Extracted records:
PR #508, opened 2020-05-16
Jitsi 4548-1 update

teutat3s:
This PR updates the Jitsi containers to the latest version which is 4548-1 atm.
Also a new volume for plugins is added to the prosody container.

Possible breaking upstream changes:
- Prosody auth method changed default from `internal_plain` to `internal_hashed`. I guess people using auth need to reconfigure all passwords. Will report back after more testing. See https://github.com/jitsi/docker-jitsi-meet/commit/d44230e2b121e72542a60b6dfbce9b07e84ed706#diff-af6bb4ab6f170892599e22f681468018

Open question:
- How closely do we want to follow the Jitsi docker upstream repo? E.g. [this commit](https://github.com/jitsi/docker-jitsi-meet/commit/0177765f2dfb7c54afa33158d5e25e8f3bcefe4d#diff-4e5e90c6228fd48698d074241c2ba760) adds compatibility for SElinux `enforcing` mode, do we want that, too? Or do we wait with the implementation until the need arises?

### DIFF
--- a/roles/matrix-jitsi/defaults/main.yml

## Task
Find the word "upstream" in the records. Copy every line it appears in.

## Solution for this exercise
Possible breaking upstream changes:
- How closely do we want to follow the Jitsi docker upstream repo? E.g. [this commit](https://github.com/jitsi/docker-jitsi-meet/commit/0177765f2dfb7c54afa33158d5e25e8f3bcefe4d#diff-4e5e90c6228fd48698d074241c2ba760) adds compatibility for SElinux `enforcing` mode, do we want that, too? Or do we wait with the implementation until the need arises?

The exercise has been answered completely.